Mine are about 1 1/2 inches long, what size do they colour up or are classed as adults & at around what age are they fully grown?
Thanks for your answers in advance.


----------



## shaneo (Oct 4, 2006)

Congrats on the new Duboisi mate. I think from memory my Dubs started to colour at around 6-7cm and they should be fully grown at a year maybe a year and half old.

Cheers shane


----------



## mcfish (Mar 30, 2007)

No such thing as a Tropheus that can get me to yawn. How large a group do you have? Enjoy.

Mark


----------



## smidey (Mar 15, 2007)

mcfish said:


> No such thing as a Tropheus that can get me to yawn. How large a group do you have? Enjoy.
> 
> Mark


i have 6 at the moment & will get another 4 maybe 6 depending on availability of funds later on.


----------



## mcfish (Mar 30, 2007)

Most Tropheus keepers try to keep them in larger groups than you have at the moment.

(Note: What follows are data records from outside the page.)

PR #25845, opened 2024-12-10
Rename task listener event types

### LINKED ISSUE #25544: Use gerunds as User Task Listener Event Types in Zeebe
Zeebe will offer backward compatibility for the previous naming, to support models created by previously released versions of Desktop Modeler and Web Modeler (and in case Modeling doesn't make it until the code freeze). We'll need to:
- Deprecate previously used event names, and add new names rather than replacing them
- Requires a minor change to the model validator (allow both the deprecated and new name)
- Requires a minor change to the model transformer (use new name if deprecated name is used)

korthout:
## Description

Renames the task listener event types providing backward compatibility:
- from `create`, `assignment`, `update`, `complete`, `cancel`
- to `creating`, `assigning`, `updating`, `completing`, `canceling`

Also renames the job listener event types to align their naming although these do not require backward compatibility (released initially in `8.7.0-alpha1`).

## Related issues

closes #25544

### DIFF
--- a/zeebe/engine/src/test/java/io/camunda/zeebe/engine/processing/bpmn/activity/listeners/task/TaskListenerTest.java
+++ b/zeebe/engine/src/test/java/io/camunda/zeebe/engine/processing/bpmn/activity/listeners/task/TaskListenerTest.java
@@ -93,7 +93,7 @@ public class TaskListenerTest {
     // then
     assertTaskListenerJobsCompletionSequence(
         processInstanceKey,
-        JobListenerEventType.COMPLETE,
+        JobListenerEventType.COMPLETING,
         LISTENER_TYPE,
         LISTENER_TYPE + "_2",
         LISTENER_TYPE + "_3");
@@ -141,7 +141,7 @@ public class TaskListenerTest {
     // then
     assertTaskListenerJobsCompletionSequence(
         processInstanceKey,
-        JobListenerEventType.ASSIGNMENT,
+        JobListenerEventType.ASSIGNING,
         LISTENER_TYPE,
         LISTENER_TYPE + "_2",
         LISTENER_TYPE + "_3");
@@ -310,7 +310,7 @@ public class TaskListenerTest {
 
     // then
     assertTaskListenerJobsCompletionSequence(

I hope that you can add a few more in the near future. I have kept 10 or so Duboisi in a tank with good results. Please keep us updated.

Mark


----------



## smidey (Mar 15, 2007)

i ended up getting another 6 (12 total) of which 3 died but have had 9 for 3 months or so now & 2 are now fading their white spots & showing the top of their narrow yellow band.


----------



## frank1rizzo (Mar 14, 2005)

Good stuff! :thumb:

You got any pics?


----------



## smidey (Mar 15, 2007)




----------



## frank1rizzo (Mar 14, 2005)

Great looking fish.

Nice pics too. Trophs are a pain to photograph. They wont hold still. :x


----------



## smidey (Mar 15, 2007)

frank1rizzo said:


> Nice pics too. Trophs are a pain to photograph. They wont hold still. :x


best 4 pics out of 73!


----------



## frank1rizzo (Mar 14, 2005)

smidey said:


> best 4 pics out of 73!


 =D>

It would take me 300 to get 4 nice ones. haha


----------



## Tropheus448 (Apr 3, 2009)

i have had a 75 gallon tank of mixed tropheus for about 5 months now, i started with 21 and now im down to 10. my suggestion is to keep the tank very oxygenated. i had fish dying almost everyday, and once i put an air pump in the tank i havent lost a single one. mine have seemed to grow fairly slow and i have one dubosi that is fully grown and is about 5 1/2 in. and good luck with yours!


----------



## smidey (Mar 15, 2007)

Tropheus448 said:


> i have had a 75 gallon tank of mixed tropheus for about 5 months now, i started with 21 and now im down to 10. my suggestion is to keep the tank very oxygenated. i had fish dying almost everyday, and once i put an air pump in the tank i havent lost a single one. mine have seemed to grow fairly slow and i have one dubosi that is fully grown and is about 5 1/2 in. and good luck with yours!


oxygen must always be a priority, i have 4 tanks running for about three years now & have only lost a handful of fish out of a total of around 200 different fish (not all at the same time). lots of oxygen & filtration ( i have 10 times the tank volume per hour) i think is the recipe for success.


----------